The Rev. Michael C. McFarland, S.J. Center for Religion, Ethics and Culture at Holy Cross derives its mission from the College’s conviction, that "the search for meaning and value is at the heart of the intellectual life." The McFarland Center ensures that exploration of the complex interrelationships among religion, ethics and culture plays a vital role in the life of the Holy Cross community. It provides a forum for intellectual exchange and multidisciplinary inquiry that respects people of all faiths, cultures and nationalities while working to enhance awareness of injustice and the conditions that foster human wellbeing.

Global Catholicism

The McFarland Center is among the world’s leading resources for helping students, scholars and the general public understand the diversity and context-specificity of Catholic practice in a Church whose greatest vitality is increasingly found in Africa, Asia and Latin America. Through multimedia web resources, a scholarly journal, lectures, conferences and book projects, the Center promotes scholarship on global Catholicism both on and off campus.

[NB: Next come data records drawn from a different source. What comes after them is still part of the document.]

PR #3944, opened 2025-09-04
Enhancement: Support Custom Browser Path & Open in window / tab & In private for URL Plugin

Jack251970:
# Support Custom Browser Path & Open in window / tab & In private for URL Plugin

When open one url, we can set custom browser path, choose whether to open in new window or tab, and choose whether to open in private mode.

# Test

image

* Setting a custom browser path can work.
* Opening in new window can work.
* Opening in private can work.

### DIFF
--- a/Plugins/Flow.Launcher.Plugin.Url/Main.cs
+++ b/Plugins/Flow.Launcher.Plugin.Url/Main.cs
@@ -117,7 +117,7 @@ namespace Flow.Launcher.Plugin.Url
         public void Init(PluginInitContext context)
         {
             Context = context;
-            
+
             Settings = context.API.LoadSettingJsonStorage<Settings>();
         }
 
--- a/Plugins/Flow.Launcher.Plugin.Url/SettingsControl.xaml.cs
+++ b/Plugins/Flow.Launcher.Plugin.Url/SettingsControl.xaml.cs
@@ -16,7 +16,7 @@ public partial class SettingsControl : UserControl
     {
         var dlg = new Microsoft.Win32.OpenFileDialog
         {
-            Filter = Main.Context.API.GetTranslation("flowlauncher_plugin_url_plugin_filter")
+            Filter = Localize.flowlauncher_plugin_url_plugin_filter()
         };
 
         if (dlg.ShowDialog() == true && !string.IsNullOrEmpty(dlg.FileName))


taooceros:
Actually I remember this is implemented as the default browser option here? 
image

Jack251970:
> Actually I remember this is implemented as the default browser option here? 
> image
> 

Yes, but this needs to use api function OpenUrl. Here I use another api in ShareCommands so we can set custom browser only for URL plugin

Plugins/Flow.Launcher.Plugin.Url/Main.cs
```diff
@@ -39,52 +41,62 @@
...
+                        SubTitle = string.Format(Context.API.GetTranslation("flowlauncher_plugin_url_open_url"),raw),
                         IcoPath = "Images/url.png",
                         Score = 8,
                         Action = _ =>
                         {
-                            if (!raw.ToLower().StartsWith("http"))
+                            if (!raw.StartsWith("http", StringComparison.OrdinalIgnoreCase))
                             {
                                 raw = "http://" + raw;
                             }
```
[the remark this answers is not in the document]
Jack251970: No need

Plugins/Flow.Launcher.Plugin.Url/Main.cs
```diff
@@ -39,52 +41,62 @@
...
-                                
+                                var browserPath = Settings.UseCustomBrowser ? Settings.BrowserPath : string.Empty;
+                                if (Settings.OpenInNewBrowserWindow)
+                                {
+                                    SearchWeb.OpenInBrowserWindow(raw, browserPath, Settings.OpenInPrivateMode);
+                                }
+                                else
+                                {
+                                    SearchWeb.OpenInBrowserTab(raw, browserPath, Settings.OpenInPrivateMode);
+                                }
```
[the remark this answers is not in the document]
Jack251970: No need

Plugins/Flow.Launcher.Plugin.Url/Settings.cs
```diff
@@ -1,9 +1,25 @@
...
+                {
+                    _browserPath = value;
+                    OnPropertyChanged();
+                }
+            }
+        }
+
+        public bool OpenInNewBrowserWindow { get; set; } = false;
+
+        public bool OpenInPrivateMode { get; set; } = false;
```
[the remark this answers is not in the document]
Jack251970: Will do

Plugins/Flow.Launcher.Plugin.Url/Settings.cs
```diff
@@ -1,9 +1,25 @@
...
+            {
+                if (_browserPath != value)
+                {
+                    _browserPath = value;
+                    OnPropertyChanged();
+                }
+            }
+        }
+
+        public bool OpenInNewBrowserWindow { get; set; } = false;
```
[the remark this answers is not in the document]
Jack251970: Will do

Plugins/Flow.Launcher.Plugin.Url/Settings.cs
```diff
@@ -1,9 +1,25 @@
 ﻿namespace Flow.Launcher.Plugin.Url
 {
-    public class Settings
+    public class Settings : BaseModel
     {
-        public string BrowserPath { get; set; }
+        public bool UseCustomBrowser { get; set; } = false;
```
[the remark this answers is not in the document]
Jack251970: Will do

Plugins/Flow.Launcher.Plugin.Url/SettingsControl.xaml.cs
```diff
@@ -0,0 +1,27 @@
...
+    public SettingsControl()
+    {
+        InitializeComponent();
+    }
+
+    private void SelectBrowserPath(object sender, RoutedEventArgs e)
+    {
+        var dlg = new Microsoft.Win32.OpenFileDialog
+        {
+            Filter = Main.Context.API.GetTranslation("flowlauncher_plugin_url_plugin_filter")
```
jjw24: Don't think it's good to use a translatable string as filter, that filter shouldn't even need translation right?

Plugins/Flow.Launcher.Plugin.Url/Languages/en.xaml
```diff
@@ -1,18 +1,22 @@
...
     <system:String x:Key="flowlauncher_plugin_url_cannot_open_url">Can't open url:{0}</system:String>
 
     <system:String x:Key="flowlauncher_plugin_url_plugin_name">URL</system:String>
     <system:String x:Key="flowlauncher_plugin_url_plugin_description">Open the typed URL from Flow Launcher</system:String>
 
-    <system:String x:Key="flowlauncher_plugin_url_plugin_set_tip">Please set your browser path:</system:String>
     <system:String x:Key="flowlauncher_plugin_url_plugin_choose">Choose</system:String>
     <system:String x:Key="flowlauncher_plugin_url_plugin_filter">Application(*.exe)|*.exe|All files|*.*</system:String>
+
+    <system:String x:Key="flowlauncher_plugin_url_use_custom_browser">Use custom web browser instead of Flow default web browser</system:String>
```
jjw24:
```suggestion
    <system:String x:Key="flowlauncher_plugin_url_use_custom_browser">Use custom instead of Flow's default web browser</system:String>
```

jjw24 (commented):
Everything else LGTM other than the use of translation string as filter.

Plugins/Flow.Launcher.Plugin.Url/SettingsControl.xaml.cs
Jack251970: > Don't think it's good to use a translatable string as filter, that filter shouldn't even need translation right?

I do not think so. In `Application(*.exe)|*.exe|All files|*.*`, I think `Application` & `All files` should be translated

Jack251970: Take `Notepad` filter for example, those filters are translated:

image

Plugins/Flow.Launcher.Plugin.Url/Converters/BoolToVisibilityConverter.cs
VictoriousRaptor, line 1: IIRC we've got a same converter. Do we need this?

Jack251970: > IIRC we've got a same converter. Do we need this?

This is used in url project. We must need to keep it.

Jewish-Christian Understanding

The McFarland Center is committed to interreligious dialogue, with a special emphasis on Jewish-Christian understanding.

  • Readings from the Roots

    By sponsoring Readings from the Roots, a historically sensitive translation of the Revised Common Lectionary, the McFarland Center helps Christians engage in scripture readings that are true to their original contexts and free of anti-Jewish sentiment.

    Readings from the Roots
  • Kraft-Hiatt Program for Jewish-Christian Understanding

    Funded by the College and the Kraft-Hiatt family, the program sponsors opportunities that impact students, faculty and the campus community as a whole. The initiative includes lecture series, conferences, visiting scholars and support for faculty and students to study abroad.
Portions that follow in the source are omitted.